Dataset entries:
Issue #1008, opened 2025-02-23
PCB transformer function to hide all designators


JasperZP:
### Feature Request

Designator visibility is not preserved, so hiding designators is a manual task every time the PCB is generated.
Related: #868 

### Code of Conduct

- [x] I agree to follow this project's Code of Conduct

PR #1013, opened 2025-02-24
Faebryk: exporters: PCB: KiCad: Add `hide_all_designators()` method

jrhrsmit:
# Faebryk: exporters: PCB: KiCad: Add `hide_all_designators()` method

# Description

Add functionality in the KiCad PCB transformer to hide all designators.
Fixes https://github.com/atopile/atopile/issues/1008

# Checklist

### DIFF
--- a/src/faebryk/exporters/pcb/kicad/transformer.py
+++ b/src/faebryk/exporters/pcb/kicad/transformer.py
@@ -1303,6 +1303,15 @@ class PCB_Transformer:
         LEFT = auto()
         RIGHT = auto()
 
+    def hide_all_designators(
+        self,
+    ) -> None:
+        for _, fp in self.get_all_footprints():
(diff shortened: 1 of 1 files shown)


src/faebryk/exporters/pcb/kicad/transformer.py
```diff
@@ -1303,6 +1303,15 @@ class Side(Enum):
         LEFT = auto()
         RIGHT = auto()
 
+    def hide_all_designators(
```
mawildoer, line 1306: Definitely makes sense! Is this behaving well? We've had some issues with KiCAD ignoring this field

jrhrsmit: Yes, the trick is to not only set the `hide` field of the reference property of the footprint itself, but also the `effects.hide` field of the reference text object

==

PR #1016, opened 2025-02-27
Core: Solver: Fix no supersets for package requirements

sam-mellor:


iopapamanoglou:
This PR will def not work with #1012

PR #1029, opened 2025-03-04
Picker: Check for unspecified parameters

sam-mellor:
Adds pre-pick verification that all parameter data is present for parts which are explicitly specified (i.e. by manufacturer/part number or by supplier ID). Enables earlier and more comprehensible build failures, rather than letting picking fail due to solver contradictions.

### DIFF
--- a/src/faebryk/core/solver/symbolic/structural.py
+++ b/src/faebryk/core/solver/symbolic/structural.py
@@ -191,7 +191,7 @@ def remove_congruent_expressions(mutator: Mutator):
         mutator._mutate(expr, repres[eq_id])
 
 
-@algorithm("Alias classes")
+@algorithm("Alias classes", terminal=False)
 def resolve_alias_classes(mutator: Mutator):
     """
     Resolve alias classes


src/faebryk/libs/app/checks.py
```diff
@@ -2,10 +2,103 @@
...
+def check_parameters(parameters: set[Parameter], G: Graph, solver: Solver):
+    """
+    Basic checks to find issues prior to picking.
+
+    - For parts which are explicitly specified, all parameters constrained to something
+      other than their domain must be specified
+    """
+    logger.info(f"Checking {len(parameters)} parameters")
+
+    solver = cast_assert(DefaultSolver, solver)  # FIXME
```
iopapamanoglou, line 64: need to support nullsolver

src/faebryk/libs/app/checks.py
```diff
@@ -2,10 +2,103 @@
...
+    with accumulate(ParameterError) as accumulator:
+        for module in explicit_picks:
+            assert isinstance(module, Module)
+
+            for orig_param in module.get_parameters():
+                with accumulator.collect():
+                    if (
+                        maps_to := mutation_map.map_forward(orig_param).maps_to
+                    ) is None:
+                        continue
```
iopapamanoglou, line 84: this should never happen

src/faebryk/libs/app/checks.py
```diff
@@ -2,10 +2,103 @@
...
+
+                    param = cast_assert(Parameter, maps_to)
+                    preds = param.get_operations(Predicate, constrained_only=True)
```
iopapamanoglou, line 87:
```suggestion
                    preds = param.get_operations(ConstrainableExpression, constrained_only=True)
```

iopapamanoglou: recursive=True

---

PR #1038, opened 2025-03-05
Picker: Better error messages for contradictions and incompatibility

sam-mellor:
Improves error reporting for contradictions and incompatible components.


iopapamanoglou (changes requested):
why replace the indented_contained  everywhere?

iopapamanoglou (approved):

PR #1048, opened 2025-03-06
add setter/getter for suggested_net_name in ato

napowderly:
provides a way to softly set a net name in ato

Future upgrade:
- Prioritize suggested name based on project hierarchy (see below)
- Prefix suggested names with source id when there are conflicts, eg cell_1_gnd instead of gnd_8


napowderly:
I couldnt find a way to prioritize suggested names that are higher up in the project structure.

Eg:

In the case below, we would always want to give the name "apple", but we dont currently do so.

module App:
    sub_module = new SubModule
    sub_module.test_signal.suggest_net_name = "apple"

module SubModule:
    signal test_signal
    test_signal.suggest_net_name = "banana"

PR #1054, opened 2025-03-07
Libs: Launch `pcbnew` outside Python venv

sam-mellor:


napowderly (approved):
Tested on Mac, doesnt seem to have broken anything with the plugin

| Your goal |
Set down, unchanged, only those lines above that fall between the line with "Issue #1008, opened 2025-02-23" and the line with "jrhrsmit: Yes, the", the two end lines included.

| Result of the exercise |
Issue #1008, opened 2025-02-23
PCB transformer function to hide all designators


JasperZP:
### Feature Request

Designator visibility is not preserved, so hiding designators is a manual task every time the PCB is generated.
Related: #868 

### Code of Conduct

- [x] I agree to follow this project's Code of Conduct

PR #1013, opened 2025-02-24
Faebryk: exporters: PCB: KiCad: Add `hide_all_designators()` method

jrhrsmit:
# Faebryk: exporters: PCB: KiCad: Add `hide_all_designators()` method

# Description

Add functionality in the KiCad PCB transformer to hide all designators.
Fixes https://github.com/atopile/atopile/issues/1008

# Checklist

### DIFF
--- a/src/faebryk/exporters/pcb/kicad/transformer.py
+++ b/src/faebryk/exporters/pcb/kicad/transformer.py
@@ -1303,6 +1303,15 @@ class PCB_Transformer:
         LEFT = auto()
         RIGHT = auto()
 
+    def hide_all_designators(
+        self,
+    ) -> None:
+        for _, fp in self.get_all_footprints():
(diff shortened: 1 of 1 files shown)


src/faebryk/exporters/pcb/kicad/transformer.py
```diff
@@ -1303,6 +1303,15 @@ class Side(Enum):
         LEFT = auto()
         RIGHT = auto()
 
+    def hide_all_designators(
```
mawildoer, line 1306: Definitely makes sense! Is this behaving well? We've had some issues with KiCAD ignoring this field

jrhrsmit: Yes, the trick is to not only set the `hide` field of the reference property of the footprint itself, but also the `effects.hide` field of the reference text object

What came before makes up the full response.